Bachman's sparrow density during the breeding season has been estimated in several habitats. On clearcuts of various ages with relatively abundant loblolly pine in eastern Texas, maximum Bachman sparrow density was 1.9/10 ha. In South Carolina, Bachman's sparrow densities ranged from 0 to 0.48/ha across sites of different ages and management regimes. In Georgia, Bachman sparrow densities ranged from 0 to 0.92 birds/ha on sites ranging from an open field to middle-aged and mature forests composed primarily of loblolly pine. In a south-central Florida community composed of saw palmetto, scrub palmetto, and threeawn, Bachman's sparrow density averaged 1 male/33 ha. In dry prairie of central Florida, Bachman's sparrow densities varied from 0.92 to 3.24 territories/10 ha across sites and years. Bachman's sparrow densities calculated from breeding bird censuses in longleaf pine forests was >15 territories/40 ha, while densities from winter bird population studies were from 6 to 10 individuals/40 ha.

==Food habits==
Bachman's sparrows forage on the ground for plant seeds and arthropods. In a predominately loblolly and shortleaf pine habitat of eastern Texas, all Bachman's sparrow foraging observations were on the ground and a literature review states that Bachman's sparrows rarely forage in shrubs.

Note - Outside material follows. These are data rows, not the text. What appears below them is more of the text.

PR #538, opened 2019-10-30
Adding feature - Show the controller briefly when adjusting speed and the controller is set to hidden.

EonYang:
Hey, community,

As a loyal user of this extension, I love it so much and use it thousands of times every day.

I like to hide the controller to have a clear view of the screen. However, when I adjust the video speed, I feel anxious because I can't see the current speed since the controller is hidden. 

I don't like this uncertainty, so I added a small feature to this extension, and hope you guys like it.

When the rate changes and the controller is set to hidden, the controller will show up briefly to give the user clear feedback, and then disappear again. 

To do this, I added a new action called `blink` and call `runAction('blink')` in the event `'ratechange'`.

vs

In this demo, the controller is hidden by default and I only pressed `d` and `s` several times.

The default duration is set to 1000 ms, but you can adjust it by passing `value` into `runAction()`, in case we want to make it customizable in the future.

Please let me know your thoughts, comments or feedback. 

That's it, thank you guys!

### DIFF
--- a/inject.js
+++ b/inject.js
@@ -172,6 +172,7 @@
           chrome.storage.sync.set({'lastSpeed': speed}, function() {
             console.log('Speed setting saved: ' + speed);
           });
+          // show the controller for 1000ms if it's hidden.
           runAction('blink', document, 1000, null);
         }
       }.bind(this));
@@ -496,6 +497,7 @@
           controller.classList.add('vsc-manual');
           controller.classList.toggle('vsc-hidden');
         } else if (action === 'blink') {
+            // if vsc is hidden, show it briefly to give the use visual feedback that the action is excuted.
             if(controller.classList.contains('vsc-hidden') || controller.blinkTimeOut !== undefined){
               clearTimeout(controller.blinkTimeOut);
               controller.classList.remove('vsc-hidden');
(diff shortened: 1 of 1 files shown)


EonYang:
> Very nice! I think this makes sense and is a good improvement.

Thank you! I'm glad that you like it. 

I did more tests and fixed a bug in the new commit.

EonYang:
Occasionally, I encounter an issue that the VSC has a class `vsc-nosource` on youtube.

I tested and can confirm that this issue exists in the current release.

Though I made my code work by removing `vsc-nosource` manually, we might wanna open an issue and discuss it thoroughly.

ChadBailey:
I've been testing this (albeit, not particularly thoroughly) on my machine. It has been behaving as expected for me. I really like the enhancement, thanks so much for doing this!

The only suggestion I could think of is some users may want it to blink on load or hover, in order to know which elements VSC is able to control. That isn't to say I'm suggesting you make this change though

jacobcolbert:
Also think it looks really nice. 

I'm not happy about the removing of the vsc-nosource tags, they are there for a reason. I'd prefer a merge with before commit b7c4f2fe94808ac2552e5a86034b78520060d31f.

If there is a nosource issue which i think has cropped up in some places I agree we should discuss it and fix it separately from this bugfix.

EonYang:
Yeah, I agree. It's not a good idea to tamper the noreseorce tag in this PR.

Reviews and an investigation of the Bachman sparrow's diet in eastern Texas summarize the species that comprise the Bachman's sparrow's diet. A variety of grass seeds such as panicgrasses, bristlegrasses (Setaria sp.), crowngrasses (Paspalum spp.), and threeawns are eaten by Bachman's sparrows as well as seeds of several other taxa, including blueberries (Vaccinium spp.), pines, and sedges (Carex spp). Arthropods in the Bachman's sparrow's diet include grasshoppers and crickets (order Orthoptera), spiders (order Araneae), beetles (order Coleoptera), caterpillars (order Lepidoptera), wasps (order Hymenoptera), and leafhoppers (family Cicadellidae). Insects comprise more of the Bachman's sparrow diet in spring and fall than in winter. Stomach contents of Bachman's sparrow collected in eastern Texas in summer (n=5) and fall (n=11) had a greater abundance of insects than those collected in winter (n=4).

==Predators==
Data demonstrating which species prey on Bachman's sparrow are lacking. However short-tailed hawks (Buteo brachyurus) [48] and possibly American kestrels (Falco sparverius) prey on adult Bachman's sparrows. Species responsible for nest predation are not generally known. Evidence in some studies suggest mammalian predators and snakes eat Bachman's sparrow nestlings.

A 2019 study in Florida video-monitored 65 nests and recorded 37 individual depredation events by 12 total species. Most (51%) of nest predation was caused by snakes (black racer, corn snake, gray rat snake, cottonmouth, and coachwhip), followed by mesomammals (coyote and bobcat; 19%), rodents (hispid cotton rat, cotton mouse, and eastern woodrat; 16%), and fire ants and blue jays (14%). Predators were not identified for 17 additional depredation events.

Bachman's sparrow nests are occasionally parasitized by brown-headed cowbirds (Molothrus ater). In shortleaf and loblolly pine plantations of central Arkansas, 5% of 38 nest failures were due to brown-headed cowbird parasitism.

==Conservation==
The Bachman's sparrow is considered to be near threatened by the IUCN and vulnerable to extinction by NatureServe as of 2023. North American Breeding Bird Survey data suggest that the species has declined since the survey began in 1966. The species' dependence on seral communities for habitat complicates conservation management.